Cape Byron
Grade 4: While Cape Byron does not enjoy the same natural surroundings as some of Cook’s other landmarks, it provides commanding views of the coast and to Cook’s Mount Warning.
Situation: Byron Bay, New South Wales
Coordinates (decimal): 28.63 S 153.63 E
Endeavour Journal – 15 May 1770:
At Noon we were by observation in the latitude of 28.39 S and Longitude 206.27. Course and distance saild sence yesterday noon, North 6.45 East 104 Miles [this was an exceptional day’s sailing, more than twice the 50 miles usually covered]. A tolerable high point of land bore NwbW distant 3 Miles – this point I named Cape Byron (Latitude 28.37.30 S, Longde 206.30 West). It may be known by a remarkable sharp peaked Mountain [Cook’s Mount Warning] lying inland NWbW from it. From this point the land trends N 13 W.

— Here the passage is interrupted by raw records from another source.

PR #436, opened 2022-11-23
add exception handling in UploadJob (WP-776)

vsolovei-smartling:
There is logging in JobAbstract, but it would help to fail submissions, so the user wouldn't need to purge the queue manually. Also, a failure reason would persist in submission.

### DIFF
--- a/inc/Smartling/Jobs/UploadJob.php
+++ b/inc/Smartling/Jobs/UploadJob.php
@@ -50,7 +50,7 @@ class UploadJob extends JobAbstract
 
             try {
                 do_action(ExportedAPI::ACTION_SMARTLING_SEND_FILE_FOR_TRANSLATION, $entity);
-            } catch (\Error $e) {
+            } catch (\Exception $e) {
                 $this->getLogger()->notice(sprintf('Failing submissionId=%s: %s', $entity->getId(), $e->getMessage()));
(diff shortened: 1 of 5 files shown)


dimitrystd (approved):

inc/Smartling/Jobs/UploadJob.php
```diff
@@ -55,9 +48,14 @@ private function processUploadQueue(): void
                 )
             );
 
-            do_action(ExportedAPI::ACTION_SMARTLING_SEND_FILE_FOR_TRANSLATION, $entity);
+            try {
+                do_action(ExportedAPI::ACTION_SMARTLING_SEND_FILE_FOR_TRANSLATION, $entity);
+            } catch (\Exception $e) {
+                $this->getLogger()->notice(sprintf('Failing submissionId=%s: %s', $entity->getId(), $e->getMessage()));
+                $this->submissionManager->setErrorMessage($entity, $e->getMessage());
```
dimitrystd, line 55: If a post was requested for 3 langs then we will have in DB 3 records. But old\new code gets only one submission. So if something is wrong then this code will try to upload the same post 3 times (because you fail only a single submission).
BTW How do we update submission(s) if upload is successful? I think something like this should be done here.
Maybe `ACTION_SMARTLING_SEND_FILE_FOR_TRANSLATION` should accept a collection of "related" submission entries.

Cape Byron is Australia’s most easterly point, follow the brown signs to the lighthouse as you enter Byron Bay. The lighthouse and the Cape attract many visitors who flock to this tourist town. There are great views along the coast, and fine walks in this area, including the 4km Cape Byron Walking Track. Looking into the jumble of hills to the north west, the improbable Mount Warning is the dominant feature.

Coastal views of Mount Warning and Cape Byron, Charles Praval, copied from a lost original probably by Sydney Parkinson, May 1770.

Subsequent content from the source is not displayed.